Forgive me for this, Canabiz, 3-years in and its either not working or its all about individuality

What is yours is mine and what is mine is mine

how do those marriage vows go again

I, N , take you, N ,
to be my wife/husband,
to have and to hold
from this day forward;
for better, for worse,
for richer, for poorer,
in sickness and in health,
to love and to cherish,
till death us do part,


I guess a pre-nuptual should be the sacred agreement to a marriage and not some old dusty vow - for the love of money & nothing else

I must be way too old fashioned after 41 years of marriage

Total communication, trust & respect in a relationship/ partnership (business or marriage) is key to everlasting success


----------



## michika (Apr 20, 2009)

From a financial standpoint I'd say its economical, and like we've pointed out already, its the dissolution of the partnership that causes the most problems. On top of that you have to take into account someone's financial pre-disposition to saving/spending etc.

Personally though I don't believe in marriage, so I see my relationship as a mutually beneficial investment, however I do not see it as being definitively long-term. People change over time. For example, my Brother and sister in law used to be financially savy, and conscious of how they spendttheir money. They had kids and now the wife is literally running them into the ground financially with her spending on their kids.

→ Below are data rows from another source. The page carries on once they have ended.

PR #1457, opened 2020-07-17
Support specifying the complete mirror URL

### LINKED ISSUE #1032: Supporting alternative mirror url schemes
At present, ruby-build only supports the `mirrorUrl/checksum` format for mirrored package URLs. (https://github.com/rbenv/ruby-build/blob/ffef60696af59a73f935459fd128adb8bfd369a7/bin/ruby-build#L356) For node-build, we had need to support a different default mirrored URL scheme. In doing so, we have extended the mirror support to not only accept a *_MIRROR_URL environment variable, but also to accept a *_MIRROR_CMD variable with the name of a function or command which can _construct_ a full mirrored package URL (given the original package URL and checksum as arguments). In this manner, node-build can default to a common mirror scheme for node mirrors, but also be flexible enough to allow users to construct URLs as necessary for their specific mirror sites.

The core of this feature is in https://github.com/nodenv/node-build/pull/210/commits/c73fbe20bc7459a928291e85e1d30c2c28e3787b as part of https://github.com/nodenv/node-build/pull/210

We haven't yet merged this feature into node-build. If everything goes as planned and it _is_ merged to node-build, I intend to also submit this feature here to ruby-build. In hopes of gathering feedback ahead of time, I would love some comments on this feature.

uzxmx:
When using a mirror, `ruby-build` requires the package is located at `$RUBY_BUILD_MIRROR_URL/<SHA2>`, which is not a generic case.

[Here](https://www.ruby-lang.org/en/downloads/mirrors/) list all mirror sites of ruby source, and most of them provide the tarball with name format like `http://host/pub/ruby/2.7/2.7.1.tar.bz2`. To benefit from more mirror sites, and also keep compatibility, I propose adding another variable (which can be named as `RUBY_BUILD_MIRROR_PACKAGE_URL`) to specify the complete mirror URL. So a user can use it like this:

```
# I use `asdf` to manage versions, which depends on `ruby-build`.
$ RUBY_BUILD_MIRROR_PACKAGE_URL=https://cache.ruby-china.com/pub/ruby/2.7/ruby-2.7.1.tar.bz2 asdf install ruby 2.7.1
```

Fix #1032. As [this comment](https://github.com/rbenv/ruby-build/issues/1032#issuecomment-266220709) said, the download speed in China is too slow when installing a new version from official ruby CDN, so at least this feature will be especially useful for users living in China.

### DIFF
--- a/README.md
+++ b/README.md
@@ -64,28 +64,29 @@ definitions.
 
 The build process may be configured through the following environment variables:
 
-| Variable                 | Function                                                                                         |
-| ------------------------ | ------------------------------------------------------------------------------------------------ |
-| `TMPDIR`                 | Where temporary files are stored.                                                                |
-| `RUBY_BUILD_BUILD_PATH`  | Where sources are downloaded and built. (Default: a timestamped subdirectory of `TMPDIR`)        |
-| `RUBY_BUILD_CACHE_PATH`  | Where to cache downloaded package files. (Default: `~/.rbenv/cache` if invoked as rbenv plugin)  |
-| `RUBY_BUILD_HTTP_CLIENT` | One of `aria2c`, `curl`, or `wget` to use for downloading. (Default: first one found in PATH)    |
-| `RUBY_BUILD_ARIA2_OPTS`  | Additional options to pass to `aria2c` for downloading.                                          |
-| `RUBY_BUILD_CURL_OPTS`   | Additional options to pass to `curl` for downloading.                                            |
-| `RUBY_BUILD_WGET_OPTS`   | Additional options to pass to `wget` for downloading.                                            |
-| `RUBY_BUILD_MIRROR_URL`  | Custom mirror URL root.                                                                          |
-| `RUBY_BUILD_SKIP_MIRROR` | Bypass the download mirror and fetch all package files from their original URLs.                  |
-| `RUBY_BUILD_ROOT`        | Custom build definition directory. (Default: `share/ruby-build`)                                 |
-| `RUBY_BUILD_DEFINITIONS` | Additional paths to search for build definitions. (Colon-separated list)                         |
-| `CC`                     | Path to the C compiler.                                                                          |
-| `RUBY_CFLAGS`            | Additional `CFLAGS` options (_e.g.,_ to override `-O3`).                                         |
-| `CONFIGURE_OPTS`         | Additional `./configure` options.                                                                |
-| `MAKE`                   | Custom `make` command (_e.g.,_ `gmake`).                                                         |
-| `MAKE_OPTS` / `MAKEOPTS` | Additional `make` options.                                                                       |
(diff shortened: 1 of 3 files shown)


jasonkarns:
Fwiw, node-build had this same limitation and we solved it by adding a new env var "NODE-BUILD-MIRROR-CMD" which defines a user-provided command that will generate a mirror url when given the package name and checksum.

https://github.com/nodenv/node-build/blob/3c0318da0dd975420653d1cf8e14578a8709bd3b/bin/node-build#L473

This allows users full control over how mirror urls are constructed. It may be a feature worth up streaming into ruby-build.

uzxmx:
@jasonkarns I considered the `*_MIRROR_CMD` mechanism you mentioned in #1032. I agree `*_MIRROR_CMD` will be the best way to allows users full control over how mirror urls are constructed. But I have two concerns:

* Less straightforward than a simple variable that just specifies the final url. To use `*_MIRROR_CMD`, it needs either we export a function, or we write a simple script to print the final url.
* I'm a bit worried that some kinds of user mistakes may lead to bad things. Because it just executes whatever a user feeds.

So I think a simple variable is enough to satisfy all the cases.

Anyway, if you or other members prefer `*_MIRROR_CMD` way, I also vote for it.

jasonkarns:
> * Less straightforward than a simple variable that just specifies the final url. To use `*_MIRROR_CMD`, it needs either we export a function, or we write a simple script to print the final url.

Yep, I agree it's not super simple. The downside with a variable containing the full URL is that users would need to construct that URL for each ruby they install. The _CMD approach allows a one-time setup that works for future ruby installs as well. I'd say the using a full URL env var would be easy, but not necessarily "simple".

It's also worth noting that the _CMD approach and the "full URL" approach are not mutually exclusive. We could support both so users have a choice for whichever suits their needs. I'd like some other maintainers to weigh in before proceeding with a PR.

uzxmx:
> users would need to construct that URL for each ruby they install. The _CMD approach allows a one-time setup that works for future ruby installs as well.

Totally agree.

> 
> It's also worth noting that the _CMD approach and the "full URL" approach are not mutually exclusive. We could support both so users have a choice for whichever suits their needs. I'd like some other maintainers to weigh in before proceeding with a PR.

Thanks. Waiting for your and other maintainers' further feedbacks.

uzxmx:
@hsbt Sorry to ping you. Can you help to make progress on this issue? Really want to have another strategy to specify the mirror.

@jasonkarns I found another [fix](https://github.com/pyenv/pyenv/pull/1673) for this similar issue in python-build, which was merged several days ago. It uses `PYTHON_BUILD_MIRROR_URL_SKIP_CHECKSUM` to "skip" the checksum.

hsbt:
@uzxmx Sorry, too late response. I knew the situation of Ruby in China. I believe this option helps Ruby users in China.

PR #1459, opened 2020-07-26
Fix the installer of truffleruby+graalvm with macOS

hsbt:
@eregon 

I try to install truffleruby+graalvm with macOS. But it always failed because the macOS package is different from linux version.

macOS package is:

```
Contents
Contants/Home <- This path is root of graalvm
Contents/Info.plist
Contents/MacOS
(snip)
THIRD_PARTY_README_JDK
```

I resolved the directory structure with linux package on macOS. I could install `truffleruby+graalvm-20.1.0` with this patch.

### DIFF
--- a/bin/ruby-build
+++ b/bin/ruby-build
@@ -756,6 +756,12 @@ build_package_truffleruby_graalvm() {
   build_package_copy_to "${PREFIX_PATH}/graalvm"
 
   cd "${PREFIX_PATH}/graalvm"
+
+  if is_mac; then
+    mv Contents/Home/* .
+    rm -rf Contents 
+  fi
+
   bin/gu install ruby || return $?
 
   local ruby_home


eregon:
Thanks for testing!

I forgot about this strange layout on macOS :/

How about https://github.com/rbenv/ruby-build/pull/1460 ?
Could you test that on macOS? (I can also ask someone else to test if you're busy)
The advantage is it doesn't move or remove files, instead adjusting where to link `bin/` to.

hsbt:
#1460 is works with macOS 10.15.

I think `Home` and `MacOS` layout is specific for `.app` package with macOS. It doesn't need to use a slandalone binaries like truffleruby. But It's not strong opinion to remove them. I'm okay to #1460.

eregon:
> I think `Home` and `MacOS` layout is specific for `.app` package with macOS. It doesn't need to use a slandalone binaries like truffleruby. But It's not strong opinion to remove them. I'm okay to #1460.

Yeah I know it looks weird. But this is the standard layout for all JDKs on macOS.
OK, let's merge #1460, thank you for testing and investigating.

hsbt:
👍

PR #1460, opened 2020-07-26
Fix installation of truffleruby+graalvm on macOS

eregon:
See #1459.

This way avoids moving and removing files.


eregon:
@ssnickolay checked and it works.

PR #1461, opened 2020-07-28
Rename CONDUCT.md to CODE_OF_CONDUCT.md

jasonkarns:
GitHub's expected filename is `CODE_OF_CONDUCT.md`. Whether that is the best name or even the current de facto standard is to be debated. But moving forward, this is likely the filename that will become the most common within the community, as that is the name GitHub expects and suggests.

This simply renames the existing code of conduct file from `CONDUCT.md` to `CODE_OF_CONDUCT.md` to conform to GitHub's preference.


pjkendall982:
Until all bugs are fixed and all problems are worked out, when it comes to something as simple as a name, in my opinion it shouldn’t be written in stone till you are ready for your next project...... The future always leaves room for improvement.
All respect
Pat

PR #1465, opened 2020-08-10
Added support of MSYS2 environment

knovok:


mislav:
Thank you, but ruby-build is unsupported on Windows, and we don't have the resources to maintain MSYS2 support. I suspect the only place that ruby-build will run on Windows is under WSL.

PR #1474, opened 2020-09-24
[easy] promote 'rbenv install -L', an alias of '--list-all'

metalefty:
As far as I search on Twitter, the short option is not well known.


hsbt:
Thanks

Issue #2300, opened 2023-11-08
Old Ruby, mismatched OpenSSL


pointlessone:
### Steps to reproduce the behavior

`rbenv install 2.6.10`

### Details

The build fails with mismatched OpenSSL error.

- I have both openssl@1.1 and openssl@3 installed in homebrew
- I run macOS Sonoma 14.2
- I have ruby-build installed through homebrew, version 20231107

ruby-build seem to correctly detect openssl@1.1:

```
-> ./configure "--prefix=$HOME/.rbenv/versions/2.6.10" --enable-shared --with-readline-dir=/usr/local/opt/readline --with-libyaml-dir=/usr/local/opt/libyaml --with-gmp-dir=/usr/local/opt/gmp --with-openssl-dir=/usr/local/opt/openssl@1.1
```

But this somehow gets lost during compilation phase:

```
compiling ossl.c
ossl.c:311:14: error: 'ERR_get_error_line_data' is deprecated [-Werror,-Wdeprecated-declarations]
        while ((e = ERR_get_error_line_data(&file, &line, &data, &flags))) {
                    ^
/usr/local/Cellar/openssl@3/3.1.4/include/openssl/err.h:424:1: note: 'ERR_get_error_line_data' has been explicitly marked deprecated here
OSSL_DEPRECATEDIN_3_0
^
/usr/local/Cellar/openssl@3/3.1.4/include/openssl/macros.h:193:49: note: expanded from macro 'OSSL_DEPRECATEDIN_3_0'
#   define OSSL_DEPRECATEDIN_3_0                OSSL_DEPRECATED(3.0)
                                                ^
/usr/local/Cellar/openssl@3/3.1.4/include/openssl/macros.h:62:52: note: expanded from macro 'OSSL_DEPRECATED'
#     define OSSL_DEPRECATED(since) __attribute__((deprecated))
                                                   ^
1 error generated.
```

### Logs

[Full log](https://gist.github.com/pointlessone/77756e5058ce8a183506c57c366f10a5)

mislav:
Thank you for reporting. It looks like ruby-build does its job correctly, but Ruby 2.6 ignores the `--with-openssl-dir` passed to it. If you temporarily `brew unlink openssl@3`, does the problem go away?

Was this a problem for you before the latest release of ruby-build?

mislav:
Some more information here: https://github.com/rbenv/ruby-build/discussions/2125#discussioncomment-7516993

[...]

PR #2322, opened 2023-12-07
Fix linking to older OpenSSL for Ruby < 2.7.7

mislav:
Explicitly set PKG_CONFIG_PATH when `--with-openssl-dir` is used for older Rubies. Otherwise, Ruby will attempt to link to the latest OpenSSL found by pkg-config, which could be incompatible.

* https://github.com/rbenv/ruby-build/discussions/2320#discussioncomment-7787227
* https://github.com/rbenv/ruby-build/issues/2300#issuecomment-1803762801

Even though these Ruby versions are EOL, people are still inexplicably using them, and this problem comes up over and over again in user support questions.

```sh
# openssl gem version that fixes this is 2.1.4
$ curl -fsSL https://cache.ruby-lang.org/pub/ruby/2.7/ruby-2.7.6.tar.bz2 | \
    tar jxO -- \*/ext/openssl/openssl.gemspec | grep -w version
  spec.version       = "2.1.3"
```


eregon:
Nice, PKG_CONFIG_PATH is what truffleruby internally set as well before it was fixed in the openssl gem.

PR #2323, opened 2023-12-11
Add Ruby 3.3.0-rc1

casperisfine:
https://www.ruby-lang.org/en/news/2023/12/11/ruby-3-3-0-rc1-released/


casperisfine:
The CI failed because the tarballs weren't uploaded yet. I pinged Naruse and it's now OK, but I don't have the permission to restart the build.

PR #2328, opened 2023-12-25
Add Ruby 3.4.0-dev

casperisfine:


hsbt:
@casperisfine Thanks. But we use `3.4-dev` instead of `3.4.0-dev` since Ruby 3.4. see https://github.com/rbenv/ruby-build/pull/2311#issuecomment-1820206672

I will merge https://github.com/rbenv/ruby-build/pull/2329.

casperisfine:
Ah, thank you, I wasn't aware.

Issue #2330, opened 2023-12-25
Can we skip installing readline when Ruby version is greater than 3.3.0?


okuramasafumi:
https://www.ruby-lang.org/en/news/2023/12/25/ruby-3-3-0-released/

> We no longer need to install libraries like libreadline or libedit.

I installed Ruby 3.3.0 with ruby-build and noticed that it uses readline.

```
==> Installing ruby-3.3.0...
ruby-build: using readline from homebrew
ruby-build: using libyaml from homebrew
ruby-build: using gmp from homebrew
-> ./configure "--prefix=$HOME/.rbenv/versions/3.3.0" --with-openssl-dir=/opt/homebrew/opt/openssl@3 --enable-shared --with-readline-dir=/opt/homebrew/opt/readline --with-libyaml-dir=/opt/homebrew/opt/libyaml --with-gmp-dir=/opt/homebrew/opt/gmp --with-ext=openssl,psych,+
-> make -j 10
-> make install
==> Installed ruby-3.3.0 to /Users/okuramasafumi/.rbenv/versions/3.3.0
```

This `--with-readline-dir=/opt/homebrew/opt/readline` can be skipped for Ruby 3.3.0 and greater as far as I understand.

mislav:
Thank you for raising the question. I just want to first clarify that ruby-build never installs any dependencies; it just potentially discovers them elsewhere on the system and enables the Ruby build process to link to them by passing `--with-readline-dir=` to the configure process.

Now the question is, since Ruby 3.3 apparently doesn't need external libreadline, does `--with-readline-dir=` actually have any effect or if it's simply ignored. If it is ignored, then I suggest that ruby-build keeps passing it because it still helps older Ruby versions.

hsbt:
>If it is ignored, then I suggest that ruby-build keeps passing it because it still helps older Ruby versions.

That is. It's better to remove `--with-readline-dir` option from Ruby 3.3. But It's not effect with build process on Ruby 3.3.

PR #2333, opened 2024-01-07
Skip passing `--with-readline-dir` for Ruby 3.3+

mislav:
Apparently, `--with-readline-dir` is no longer needed starting from Ruby 3.3.0. It doesn't seem harmful to pass it, but since it might cause confusion to see the implicit value being passed as part of ruby-build output, it might be a good idea to only conditionally pass it for older rubies.

Fixes https://github.com/rbenv/ruby-build/issues/2330


hsbt (approved):
Thanks!

PR #2356, opened 2024-03-18
Switch to EA builds from graalvm/graal-languages-ea-builds for truffleruby+graalvm-dev

eregon:
* See https://github.com/graalvm/graal-languages-ea-builds
* These are based on Oracle GraalVM.
* cc @nirvdrum

### DIFF
--- a/share/ruby-build/truffleruby+graalvm-dev
+++ b/share/ruby-build/truffleruby+graalvm-dev
@@ -1,19 +1,26 @@
 platform="$(uname -s)-$(uname -m)"
 case $platform in
 Linux-x86_64)
-  install_package "truffleruby+graalvm-dev" "https://github.com/graalvm/graalvm-ce-dev-builds/releases/latest/download/truffleruby-community-jvm-dev-linux-amd64.tar.gz" truffleruby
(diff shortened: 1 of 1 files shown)


share/ruby-build/truffleruby+graalvm-dev
```diff
@@ -1,19 +1,26 @@
...
 *)
   colorize 1 "Unsupported platform: $platform"
   return 1
   ;;
 esac
+
+pushd "$BUILD_PATH" >/dev/null
+http get $url url.txt
+url=$(<url.txt)
+popd
```
eregon, line 24: The `pushd` is needed because `aria2c -o /absolute/path` doesn't work, it actually writes in `/cwd//absolute/path` which is the same as `/cwd/absolute/path`.
It would be tempting to just use `curl` to avoid the extra file, but that doesn't work on systems without `curl`.

rwstauner: Yeah, the ruby-build script only ever calls `http` with a path-less filename so it just downloads to the CWD and eventually removes the file.
I worked around this once by just using a tempfile: https://github.com/Shopify/ruby-definitions/pull/36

There are also social expectations that are come with marriage which I find are not necessarily in our best interests, yet we bend to them anyways, children, new homes, new cars, trips, etc.

In the end while I think it would be fantastic to maintain one partner for life, and I think for those who have, and will, its an amazing accomplishment. However great that sounds, I don't think its ever a horrible choice to plan for the potential negative outcome by having a pre-nup, etc.


----------



## Rickson9 (Apr 9, 2009)

One supposedly lives longer if married. Single people tend to die earlier. For a long-term investor such as ourselves, married makes more sense when building wealth.


----------



## lb71 (Apr 3, 2009)

Rickson9 said:


> One supposedly lives longer if married. Single people tend to die earlier.


But married people are more willing to die.


----------



## Mockingbird (Apr 29, 2009)

ethos1 said:


> I must be way too old fashioned after 41 years of marriage
> 
> Total communication, trust & respect in a relationship/ partnership (business or marriage) is key to everlasting success


ethos1, congrats on your 41 years and best of wishes on your next 41.
And you are not too old fashioned either. I, in my late 30's, agree with everything you said.

Marriage is a leap of faith. If I worried about that 50% divorce rate, I would've never met the love of my life. 
The_Number, remember that "money issue" is the number one reason for divorce, and NOT the number one reason for marriage. So, start communicating!

PS: Nice to see those marriage vows again


----------



## Alexandra (Apr 3, 2009)

A spouse is not that expensive.

It's the EX-spouse that will cost you.


----------



## mike_bayer (May 13, 2009)

*59 per cent of wives would leave their husbands (if they could afford it)*

Sorry guys - reality is a bi_ch sometimes

http://www.dailymail.co.uk/news/article-508804/59-cent-wives-leave-husbands-afford-it.html#

59 per cent of wives would leave their husbands (if they could afford it)

By LUKE SALKELD

Last updated at 23:27 17 January 2008


They may have promised to have and to hold for richer and for poorer.

But wives are most interested in the richer part, it was claimed yesterday.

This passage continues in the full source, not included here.